According to PennEast's subsequent petition for declaratory order, following issuance of the certificate, PennEast was unable to reach agreement with the State of New Jersey to acquire easements for the portions of its proposed pipeline route that would cross state lands and other properties in which the state claims non-possessory property interests such as conservation easements, so the company instituted condemnation proceedings in the United States District Court for the District of New Jersey in order to obtain these and other necessary easements. While New Jersey sought dismissal of the condemnation actions on grounds that the state possesses sovereign immunity, the District Court granted PennEast's application for orders of condemnation, finding that PennEast “has been vested with the federal government’s eminent domain powers and stands in the shoes of the sovereign.”

New Jersey then appealed to the United States Court of Appeals for the Third Circuit, which vacated the District Court’s order, instead holding that the Natural Gas Act does not abrogate New Jersey’s sovereign immunity, and that “the NGA does not constitute a delegation to private parties of the federal government’s exemption from Eleventh Amendment immunity."

PennEast then returned to the Commission, seeking a declaratory order that addresses whether a certificate holder’s right to condemn land pursuant to NGA section 7(h) applies to property in which a state holds an interest; whether NGA section 7(h) delegates the federal government’s eminent domain authority solely to certificate holders; and whether NGA section 7(h) delegates to certificate holders the federal government’s exemption from claims of state sovereign immunity.

In its January 30, 2020 order, the Commission partially granted PennEast's requests. With respect to whether a certificate holder’s right to condemn land pursuant to NGA section 7(h) applies to property in which a state holds an interest, the Commission found that that NGA section 7(h) does not limit a certificate holder’s right to exercise eminent domain authority over state-owned land. The Commission further found that NGA section 7(h) delegates eminent domain authority solely to certificate holders and not to the Commission.

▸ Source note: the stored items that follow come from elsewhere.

PR #271, opened 2020-09-17
Use status code 427 instead of 407

### LINKED ISSUE #270: Client "Failed to fetch"
When running recent builds with JMX Auth and SSL enabled, the web-client fails to request various resources in Chromium browsers, displaying a notification saying "Request failed: Failed to fetch". In the browser console there is a "ERR_UNEXPECTED_PROXY_AUTH" error message.

This seems to work as expected in Firefox.

Possible cause:

https://stackoverflow.com/questions/11697943/when-should-one-use-connect-and-get-http-methods-at-http-proxy-server/40329026

Or perhaps Chrome responds to the `407` response code this way, whereas Firefox allows the web-client to handle the auth failure.

andrewazores:
Fixes #270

The Commission also found that NGA section 7(h) necessarily delegates the federal government’s exemption from state sovereign immunity, but denied PennEast's petition to the extent that it would require the Commission to evaluate the constitutional sufficiency of NGA section 7(h) for purposes of abrogating state sovereign immunity or delegating federal authority under the Eleventh Amendment.

The majority order concludes:
In enacting the NGA, Congress established a carefully crafted comprehensive scheme in which the Commission was charged with vindicating the public interest inherent in the transportation and sale of natural gas in interstate and foreign commerce, in significant part through the issuance of certificates of public convenience and necessity for interstate gas pipelines. A key aspect of this scheme was the remit to natural gas companies of the ability to exercise, where necessary, the power of eminent domain to acquire lands needed for projects authorized by the Commission. We here confirm our strong belief that NGA section 7(h) empowers natural gas companies, and not the Commission, to exercise eminent domain and that this authority applies to lands in which states hold interest. A contrary finding would be flatly inconsistent with Congressional intent, as expressed in the text of NGA section 7(h), which is also supported by the legislative history.
Commissioner Glick dissented on both procedural and substantive grounds and provided a separate statement, arguing that the Commission did not need "to insert itself into what is primarily a constitutional question that is being litigated where those questions belong: The federal courts." Commissioner Glick also disagreed with the majority that Congress unambiguously intended section 7(h) to apply state lands, finding that "the evidence simply is not clear one way or the other."